Getting back to my noted example, a coastal raid to interdict littoral shipping is by definition an offensive action. If I'm the admiral, then why on earth would I schedule this sweep to start at dusk in the rain?

There are others even from this most recent campaign I'm referencing. Tension shot up with France from almost the get go, and in the Indian sea zone I had two 3100 ton protected cruisers with 2 5 inch guns as their 'primary' armament to start when the first war broke out. The French had 5 cruisers of generally heavier design including a 6000 ton protected cruiser. This is not a sea zone where I'm going to be able to accomplish much starting out, but the two protected cruisers should probably be able to wear down a lone raider. Do I have any ability to tell them that I want them to hold defensively, close to German East Africa until I can sink some French ships in Northern Europe and force the French AI to withdraw some of their Indian Ocean flotilla?

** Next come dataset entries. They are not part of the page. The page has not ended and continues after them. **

Issue #1973, opened 2021-01-26
Resource validations


Adirio:
# Description
Currently, the `Options` objects, which are used to store all the data input from flags, are the ones that are being validated so that they can create a new `Reosurce`. While some of these validations do belong to the `Options` objects, there are several of these validations that should belong to the `Resource` object itself.

# Proposal
Split the validations in those belonging to the `Resource` objects and those that should still be part of the `Options` objects so that `Resources` can be built from different sources and still be validated.

/kind feature

PR #1974, opened 2021-01-26
⚠ Resource validation

Adirio:
Split resource validation between Options and Resource objects so that Resources built in different ways can still be validated.

Fixes: #1973

### DIFF
--- a/pkg/model/resource/resource.go
+++ b/pkg/model/resource/resource.go
@@ -19,6 +19,8 @@ package resource
 import (
 	"fmt"
 	"strings"
+
+	"sigs.k8s.io/kubebuilder/v3/pkg/internal/validation"
 )
 
 // Resource contains the information required to scaffold files for a resource.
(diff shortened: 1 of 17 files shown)


pkg/model/resource/resource.go
```diff
@@ -19,6 +19,8 @@ package resource
 import (
 	"fmt"
 	"strings"
+
+	"sigs.k8s.io/kubebuilder/v3/pkg/internal/validation"
```
camilamacedo86, line 23: consumers cannot use the internal one. Should it be really internal?

Adirio: I didn't touch that, it was internal previously. I think the reason to make it internal is that it was borrowed code from another repo that we didn't wan't to add as a dependency.

pkg/plugins/golang/v2/api.go
```diff
@@ -44,6 +45,8 @@ type createAPISubcommand struct {
 
 	options *Options
 
+	resource resource.Resource
```
estroz, line 48: This field isn't set and passed to the scaffold constructor until `Run()` and no flags use it unless I'm mistaken, so what's the point of having a field instead of a local variable within `Run()`? The `resource.Validate()` call doesn't seem to be doing anything.

Adirio: I'm not sure what do you mean here. Do you mean that `resource.Validate()` doesn't change it? That we can have a local variable in `Run` and pass it to `Validate` and `GetScaffolder` methods? In this case `Validate` and `GetScaffolder` methods are used for all plugins through `cmdutil.Run` and not all of them have a `resource.Resource`.

estroz: I think I see what you mean. I forgot that `cmdutil.Run()` will call `Validate()` before `GetScaffolder()` and therefore `p.resource` is set up before `Validate()` is called.

pkg/plugins/golang/v2/api.go
```diff
@@ -142,15 +138,30 @@ func (p *createAPISubcommand) Validate() error {
...
+	p.resource = p.options.NewResource(p.config)
+
+	return cmdutil.Run(p)
+}
+
+func (p *createAPISubcommand) Validate() error {
+	if err := p.options.Validate(); err != nil {
+		return err
+	}
+
```
estroz, line 151: Won't `Options.Validate()` be a subset of `Resource.Validate()`?
```suggestion
```

Adirio: `Options.Validate` only does the validation directly related to the flag parsing. The idea is that third-party pugins don't have to use the `Options` objects as those are just how go plugin flag options are parsed, but still benefit from the validation that was previously being done there and now is mvoed to `Resource.Validate()`.

estroz: Sure the `Options.Validate()` method should still exist. I'm suggesting that in this particular method that calling `Options.Validate()` is redundant since `Resource.Validate()` is called afterwards, and `p.options` isn't used in `cmdutil.Run(p)`.

Adirio: `Options.Validate()` still does some validations like checking that the values for the flags are not empty. Those validations do not belong to the `Resource` itself.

Nope. The very first action of the first war with France is my admiralty apparently deciding that I need to have those two cruisers go and bombard a 6 inch coastal battery in Djibouti.
Does this accomplish anything in a larger war plan? No. Could I naval invade Djibouti? No. Would destroying the naval gun battery make it easy for me to blockade the port? No, I don't have the forces to blockade.

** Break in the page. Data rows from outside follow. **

Issue #1956, opened 2021-01-18
Scaffold files atomicity


Adirio:
# Definition
Atomicity or atomic operations in this context is understood as the capability of the scaffolder to either fully succeed or fully fail an operation execution, without the possibility of having partial results in case of failure.

# Background
Currently, kubebuilder commands are non-atomic, there are several errors that can happen that will make the commands scaffold certain files but not fully succeed. List of this cases (I may be missing some case):
1. If a file whose `IfFileExists` field is set to `Error` is placed in the n-th position, the files before (until the {n-1}-th) will be persisted to disk.
2. If a command uses several `NewScaffolder().Execute(...)` calls (case of v2/init, v2/api, v3/init, v3/api & v3/webhook) and one of them fails, files in previous calls to the failing one will be persisted to disk.
3. If the `Write` call fails, previous files will be persisted to disk.

Handling the 3rd scenario marked above is pretty complex, as it would require to store a full copy of the whole directory and revert to it in case that any `Write` fails, but reverting also requires to call `Write` which could also fail.

# Feature request
Make kubebuilder commands as atomic as possible.

- In case any non-`Write`-related error happens, kubebuilder commands should be atomic.
- In case a `Write`-related error happens, kuebuilder should print a warning telling the user that the execution was non-atomic, and probably also mention the files that were added/modified.

# Requirements
- [x] It is trasparent to plugins.
- [x] It is maintainable.
- [ ] It is able to run post-scaffold actions.

/kind feature

camilamacedo86:
@Adirio, what was not very clear to us is how it would be implemented. However, the idea shows nice. So, could you please add an EP with details of the implementation or push a PR if it would be the easier/straightway to move forward?

PR #1977, opened 2021-01-27
🌱 Scaffolded files atomicity

Adirio:
Make command calls atomic (either all files are scaffolded or none is).

Closes: #1956


Adirio:
In order to implement scaffolding atomicity the following requirements need to be met:
- [x] It is trasparent to plugins.
- [x] It is maintainable.
- [ ] It is able to run post-scaffold actions.

This approach (using a memory filesystem and persisting the chnages at post-run) is unable to handle post-scaffold actions such as running `make` or any other that expects the files to be already created.

Issue #1637, opened 2020-08-12
Deploying manager pod as non-root


harpratap:
I tried deploying the manager on our K8s platform that doesn't allow root by default but ran into following issues even though there's nothing really in the manager that requires root
I see the following two errors -
1. `Error: container has runAsNonRoot and image will run as root` 
2. `Error: container has runAsNonRoot and image has non-numeric user (nonroot), cannot verify user is non-root`

We use the following podsecuritypolicy to ensure that pods are not running as root -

What in the grand scheme does this accomplish? How does sending very light protected cruisers to fight a gun battery that has bigger guns than they do, against a defending flotilla that out displaces them three to one advance my war effort?

Do not try and tell me that the ability to change a couple of raiding stances constitutes some grand strategy plan. Instead what we have is a supposed naval simulation strategy game where control the built strategy of the navy, but then have no ability to direct how that built strategy gets employed operationally. Instead we get to fight a couple of generic battle types selected at random, from random selected pre-generated scenario locations. Often this results in scenarios that defy common sense or logic. A few of these thrown in ***occasionally*** would be okay to represent the fact that not everything goes according to plan, but instead it happens constantly.

I have other examples.

Like when the AA cruiser I built to do one thing, and one thing only, provide an anti-air bubble to my carrier fleet got selected to lead a division of old destroyers turned mine sweepers into a 'cruiser battle' against two heavy cruisers. And yes, the division roles were set up correctly. I had told the game what I wanted that ship doing and it didn't care.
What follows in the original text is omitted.